Sosok perkasa ya guru.
Tanpa lelah tebar kebaikan.
Cerdaskan bangsa tanpa pamrih.
anak didik berhasil jadi hadihnya.
Pahlawan tanpa pamrih berlebih

***

Pendidikan terbaik adalah menyelami cakrawala emas dari pemikiran guru dan keadilan sikap guru demi mencerdaskan anak didik adalah cara olah Indonesia dalam memaknai kemerdekaan. Tiada masyarakat pintar dan cerdas membina peradaban masa. Indonesia semakin menapaki sikap jiwa harapan hari esok. Anak didik adalah insan mimpi pertiwi. Guru adalah perantara dan tetap berjaya demi esok peradaban.

***

GURU ialah tempat saya menimba wawasan dan menjadikan diri menjadi pribadi hebat dimasa depan kelak. Dia adalah malaikat disetiap proses dalam membina para siswa dan menjadikannya siswa hebat. Dia pribadi hebat,baik,sabar dan adil. Saya menjadikan guru disetiap mata pelajaran dan guru indonesia lainnya adalah malaikat dihati saya. Terima kasih wahai guru tercinta telah menjadikan saya pribadi cerdas tetapi tidak abaikan ibadah kepada ALLAH SWT Saya berterima kasih pada guru tercinta dan doa saya menyertai para guru

***

Ketika guru pipis berdiri dan siswanya pipis berlari. Ketika guru seperti cermin memperlihatkan wajah kita. Salah siapa sampah di mana-mana? Salah siapa ketika kita tak bisa antri? Salah siapa perampok harta rakyat merajalela? Maka selamat hari guru adalah keniscayaan... Bila guru bisa memberi nilai nyata di kehidupan nyata, nilai rasa di hati selama hati masih bisa merasa, dan nilai adab dalam peradaban kita. Selamat hari guru kepada guru-guru bila mereka benar-benar guru.

***

kalau bicara idola pasti banyak jawabannya. kalau bicara soal pahlawan pasti berkaitan atas jasanya. tapi ini lebih dari sebuah jasa. lebih dari sekadar pahlawan. Ini adalah teladan dan keikhlasannya dalam dedikasi ialah guru si pahlawan tanpa batas.

***

Guru sebenarnya adalah siapa?
Siapa saja, diantara banyaknya Insan pemberi penerang
Tanpa tanda jasa, yang ada amal tiada riya
Siapa saja, mampir memberi setetes penjelasan suatu makna
Siapa saja, caranya meraih hati siswa lewat akhlak nan mulia
Berkorban bukan lewat kekerasan tapi lewat pelajaran
Ikhlas adalah modal, dan harta tak ternilai

***

Mereka memberi warna biar tak kelam, saat kita melewati jalan. Tak mesti berpakaian senada tiap hari, sebab, adakalanya mereka hanyalah benda mati. Tan hanya melihat dari sosoknya saja, tetapi lihatlah kita telah memperoleh manfaat apa darinya. Lantas, jika menafsirkan ada di antaranya nan berjasa, maka tambahkan doa kepadanya. Karena, siapa dan apa saja jika berada di hadapan kita, mereka adalah guru.

***

Ia adalah sosok guru bersahaja nan dermawan. Hari Selasa kemarin pak Raihan bertanya kepada siswanya. "Kalian jawablah amal apa masih menemani sampai kiamat tiba?"

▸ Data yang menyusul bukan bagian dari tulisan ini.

PR #3421, opened 2021-07-07
Generation of istio-private jobs. 

brian-avery:
This: 
* Implements branching for istio-private jobs using a new utility called `generate-transform-jobs`. It may be useful in the future to add diff and print functionality to this utility as well to bring our transformation job tooling in line with the prow job tooling. 
* Renames istio-private job files for consistency as well as updating of master files.
* Fixes an issue where `generate.go` doesn't check for errors
* Fixes an issue where `generate.go` hard codes paths
* Fixes an issue where we clean up public prow cluster configuration when running `make gen` but ignore private prow cluster configuration

@jacob-delgado @ericvn Please take a look. 

Part of https://github.com/istio/istio/issues/32242. @Monkeyanator I think you may be aware of other jobs that aren't automated?


prow/config/cmd/generate.go
```diff
@@ -109,6 +128,52 @@ func main() {
 		}); err != nil {
 			exit(err, "walking through the meta config files failed")
 		}
+
+		// istio-private
```
chizhg: AFAICT the tool in `prow/config/cmd` is supposed to be a generic tool for generating general Prow jobs, and the tool in `prow/genjobs/` is used for transforming the generated Prow jobs to use for private repos. So can we have this change in `prow/genjobs/` instead?

ericvn:
I'm wondering if you just change `branch` to create the new files in prow/config/istio-private_jobs. You'll still need to update the files there to support branching on a release as you have here. Then the `make gen` in a follow-on step does the `go run prow/genjobs/main.go --configs=./prow/config/istio-private_jobs` to create the new Prow jobs.

prow/config/cmd/generate.go
brian-avery: Thanks @chizhg. 

- `genjobs` is primarily for combining public jobs with private jobs (transforms) in order to produce cluster configs for istio-private jobs. 
- `prow/config/cmd/generate.go write` generates the public cluster config based on public cluster jobs. 
- `prow/config/cmd/generate.go branch` generates jobs for a new Istio branch, currently limited to only public jobs. 

This PR adds the ability to create private jobs for new Istio branches. After these are created, `make gen` can be run, which executes `genjobs` and `prow/config/cmd/generate.go write` in order to produce the cluster configs for both public and private jobs.

prow/config/cmd/generate.go
```diff
@@ -44,10 +46,112 @@ func GetFileName(repo string, org string, branch string) string {
...
+
+			for key, val := range transform.Labels {
+				transform.Labels[key] = strings.Replace(val, "master", branch, 1)
+			}
+
+			jobs.Transforms[key] = transform
+
+		}
+
+		dst := path.Join("..", "istio-private_jobs", name)
```
chizhg: It looks you could just use the `privateInputDir` flag value instead of hardcoding it here. The tool is now generic and is used by other projects using Prow, so it's better not adding Istio specific logic.

prow/config/cmd/generate.go
chizhg: Thanks @brian-avery .

It's still unclear to me why you need to update this tool and also import `genjobs` as a library... Is it going to generate the config files in `prow/config/istio-private_jobs`? If yes I feel it should be another tool to do this.

prow/config/cmd/generate.go
brian-avery: +1. Apologies, this is still a work in progress. Istio testing just removed the label earlier.

prow/config/cmd/generate.go
brian-avery: Yeah, this is to generate the config files in `prow/config/istio-private_jobs`. I'm fine creating separate tools to generate public and private config. Regardless, the tool will have to pull in the Configuration struct as a library as `genjobs` should probably stay for translating the cluster config. It just means we will have to call two tools in release builder when we create the config.

prow/config/cmd/generate.go
brian-avery: I wonder if we should make the jobs version of generate.go use the `inputDir` as well. This same value is currently hard-coded in master.

prow/generate-transform-jobs/main_test.go
```diff
@@ -0,0 +1,62 @@
+/*
+Copyright 2019 Istio Authors
```
chizhg: Nit: the header is inconsistent with others.

chizhg:
Do you also need to run `generate-transform-jobs` in the `make gen` target?

brian-avery:
> Do you also need to run `generate-transform-jobs` in the `make gen` target?

No, `make gen` is to create prow cluster configs. That's taken care of by `genconfig`. This implements the same functionality that `generate.go branch` implements for normal prow job configs but for transformation configs.

prow/generate-transform-jobs/main_test.go
brian-avery: Thanks. Let me fix that one. At some point, we should probably go through the rest of this repo and fix the other copyrights similar to https://github.com/istio/istio/pull/23958.

prow/cluster/jobs/istio-private/istio/istio-private.istio.master.gen.yaml
```diff
@@ -107,6 +109,53 @@ postsubmits:
     cluster: private
     decorate: true
     labels:
+      preset-enable-gomod-netrc: "true"
+      preset-enable-ssh: "true"
+      preset-override-deps: master-istio
+      preset-override-envoy: "true"
+      preset-service-account: "true"
+    name: benchmark-report_istio_postsubmit_priv
```
howardjohn: This doesn't seem like it should be added

howardjohn (commented):
LGTM aside from one

prow/cluster/jobs/istio-private/istio/istio-private.istio.master.gen.yaml
brian-avery: We're currently including that in 

1.9: https://github.com/istio/test-infra/blob/master/prow/cluster/jobs/istio-private/istio/istio-private.istio.release-1.9.gen.yaml#L117

and 1.10:https://github.com/istio/test-infra/blob/master/prow/cluster/jobs/istio-private/istio/istio-private.istio.release-1.10.gen.yaml#L117

howardjohn (approved):

ericvn (approved):
LGTM

brian-avery:
@istio/operations-maintainers Can you please give this a stamp of approval for creating the `generate-transform-jobs` utility? Test and Release will own it (and the codeowners changes are in this PR), but because it's created in the prow directory, it requires your approval. Thanks!

cjwagner (approved):
Approving based on https://github.com/istio/test-infra/pull/3421#issuecomment-877233446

"Doa anak sholeh, pendidikan bermanfaat, dan amal jariyah, Pak," jawab siswanya. Hari ini tiba-tiba ajal menemuinya, insyaAllah semua amal baik menjadi miliknya.

***

Dialah pahlawan yang telah mencetak generasi peradaban zaman karena sosok dialah menjadikan berbagai figur2 teladan yang menjadi pemimpin-pemimpin besar sepanjang masa. Sungguh jasa-jasamu yg telah mencerdaskan anak bangsa negeri ini. Terima kasih pahlawan bangsa

***

GURU di pedalaman adalah sosok inspiratif rakyat.
Ia rela mendidik para siswa tanpa pamrih dan aneka syarat, padahal medannya benar-benar berat.
Jasanya besar meski tak dibayar wajar.
Selayak matahari fajar, sinarnya indah kala berpijar.
Dari merekalah kita bisa belajar, mencapai cita-cita, dan memetik banyak i'tibar.